Input for this task:
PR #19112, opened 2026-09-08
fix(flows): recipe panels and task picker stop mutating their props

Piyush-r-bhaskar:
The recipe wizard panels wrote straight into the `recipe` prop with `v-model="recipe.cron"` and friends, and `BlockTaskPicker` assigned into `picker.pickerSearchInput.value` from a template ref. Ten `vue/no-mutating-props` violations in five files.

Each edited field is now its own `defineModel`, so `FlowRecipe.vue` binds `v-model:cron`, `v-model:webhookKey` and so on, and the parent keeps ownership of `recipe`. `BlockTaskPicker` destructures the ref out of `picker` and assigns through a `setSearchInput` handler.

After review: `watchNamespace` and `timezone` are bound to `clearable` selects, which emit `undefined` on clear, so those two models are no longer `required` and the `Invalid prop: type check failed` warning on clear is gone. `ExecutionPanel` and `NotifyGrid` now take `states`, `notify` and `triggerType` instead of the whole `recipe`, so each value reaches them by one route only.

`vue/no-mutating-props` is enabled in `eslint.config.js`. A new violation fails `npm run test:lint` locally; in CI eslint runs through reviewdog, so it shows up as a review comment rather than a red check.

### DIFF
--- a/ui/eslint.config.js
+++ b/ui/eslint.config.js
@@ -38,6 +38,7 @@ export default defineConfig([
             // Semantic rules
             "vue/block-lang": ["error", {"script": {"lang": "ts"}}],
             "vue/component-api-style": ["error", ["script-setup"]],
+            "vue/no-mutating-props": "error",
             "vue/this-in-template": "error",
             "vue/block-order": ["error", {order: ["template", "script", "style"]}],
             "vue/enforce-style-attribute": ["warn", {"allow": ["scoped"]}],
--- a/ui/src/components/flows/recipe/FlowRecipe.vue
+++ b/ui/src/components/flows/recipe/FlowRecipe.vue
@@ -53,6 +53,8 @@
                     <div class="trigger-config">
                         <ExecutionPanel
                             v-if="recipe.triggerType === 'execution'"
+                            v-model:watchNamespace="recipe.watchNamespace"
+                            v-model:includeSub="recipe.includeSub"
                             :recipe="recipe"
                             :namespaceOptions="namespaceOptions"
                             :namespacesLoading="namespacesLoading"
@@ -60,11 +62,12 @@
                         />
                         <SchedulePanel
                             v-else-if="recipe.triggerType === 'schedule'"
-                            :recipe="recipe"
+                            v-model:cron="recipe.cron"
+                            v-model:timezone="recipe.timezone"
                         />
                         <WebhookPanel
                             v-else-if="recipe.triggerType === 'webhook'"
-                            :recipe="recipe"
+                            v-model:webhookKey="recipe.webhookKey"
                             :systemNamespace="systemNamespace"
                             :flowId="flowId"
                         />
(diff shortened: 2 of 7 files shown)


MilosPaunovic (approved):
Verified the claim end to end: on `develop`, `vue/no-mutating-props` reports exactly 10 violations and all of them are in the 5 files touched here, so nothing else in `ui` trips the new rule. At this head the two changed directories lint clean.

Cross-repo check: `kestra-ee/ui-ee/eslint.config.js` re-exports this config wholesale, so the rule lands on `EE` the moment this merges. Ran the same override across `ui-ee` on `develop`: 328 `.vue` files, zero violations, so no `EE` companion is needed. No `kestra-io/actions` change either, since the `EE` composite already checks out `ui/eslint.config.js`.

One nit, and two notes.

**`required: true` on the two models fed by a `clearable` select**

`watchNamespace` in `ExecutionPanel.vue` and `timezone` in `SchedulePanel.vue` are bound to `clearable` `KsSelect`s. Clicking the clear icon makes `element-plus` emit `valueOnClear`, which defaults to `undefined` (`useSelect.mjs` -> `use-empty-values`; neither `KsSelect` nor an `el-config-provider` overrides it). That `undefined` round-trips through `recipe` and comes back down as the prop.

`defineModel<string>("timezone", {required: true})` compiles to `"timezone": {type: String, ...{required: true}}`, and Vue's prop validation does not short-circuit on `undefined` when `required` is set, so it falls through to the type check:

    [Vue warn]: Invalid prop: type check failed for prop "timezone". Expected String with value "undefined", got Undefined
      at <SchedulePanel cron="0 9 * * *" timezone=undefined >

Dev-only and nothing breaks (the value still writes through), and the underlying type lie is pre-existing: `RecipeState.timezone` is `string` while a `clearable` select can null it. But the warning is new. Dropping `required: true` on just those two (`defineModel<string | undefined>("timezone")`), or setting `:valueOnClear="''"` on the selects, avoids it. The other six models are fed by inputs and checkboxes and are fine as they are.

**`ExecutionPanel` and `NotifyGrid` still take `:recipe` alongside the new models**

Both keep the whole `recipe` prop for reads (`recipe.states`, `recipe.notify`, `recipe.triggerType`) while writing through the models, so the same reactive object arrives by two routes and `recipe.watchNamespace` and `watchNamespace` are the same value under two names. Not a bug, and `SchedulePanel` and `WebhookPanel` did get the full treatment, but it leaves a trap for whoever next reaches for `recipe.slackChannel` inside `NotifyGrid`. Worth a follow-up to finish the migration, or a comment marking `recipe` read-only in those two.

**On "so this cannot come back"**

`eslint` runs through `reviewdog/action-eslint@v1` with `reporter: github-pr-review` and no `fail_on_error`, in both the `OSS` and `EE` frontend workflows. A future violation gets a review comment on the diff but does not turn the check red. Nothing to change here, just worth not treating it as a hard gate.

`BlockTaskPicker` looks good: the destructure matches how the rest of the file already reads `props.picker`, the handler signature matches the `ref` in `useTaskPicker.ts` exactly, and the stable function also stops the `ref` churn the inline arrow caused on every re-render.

Task objective:
Write out exactly the lines that fall from the line with "fix(flows): recipe panels" to the line with "The recipe wizard" in the records above, keeping both ends.

Solution:
fix(flows): recipe panels and task picker stop mutating their props

Piyush-r-bhaskar:
The recipe wizard panels wrote straight into the `recipe` prop with `v-model="recipe.cron"` and friends, and `BlockTaskPicker` assigned into `picker.pickerSearchInput.value` from a template ref. Ten `vue/no-mutating-props` violations in five files.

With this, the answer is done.